Please write out exactly the lines that begin at the line containing "Fix highlight function in the editor" and run to the end of the records.

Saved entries
· · ·
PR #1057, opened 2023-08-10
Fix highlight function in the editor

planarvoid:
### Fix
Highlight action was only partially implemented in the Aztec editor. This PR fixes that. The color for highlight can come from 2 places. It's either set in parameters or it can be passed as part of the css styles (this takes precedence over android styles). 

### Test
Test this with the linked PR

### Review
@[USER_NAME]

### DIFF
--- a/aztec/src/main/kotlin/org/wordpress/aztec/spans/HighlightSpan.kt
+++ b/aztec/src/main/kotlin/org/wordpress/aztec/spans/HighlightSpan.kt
· · ·
* [Answer to the problem]
Fix highlight function in the editor

planarvoid:
### Fix
Highlight action was only partially implemented in the Aztec editor. This PR fixes that. The color for highlight can come from 2 places. It's either set in parameters or it can be passed as part of the css styles (this takes precedence over android styles). 

### Test
Test this with the linked PR

### Review
@[USER_NAME]

### DIFF
--- a/aztec/src/main/kotlin/org/wordpress/aztec/spans/HighlightSpan.kt
+++ b/aztec/src/main/kotlin/org/wordpress/aztec/spans/HighlightSpan.kt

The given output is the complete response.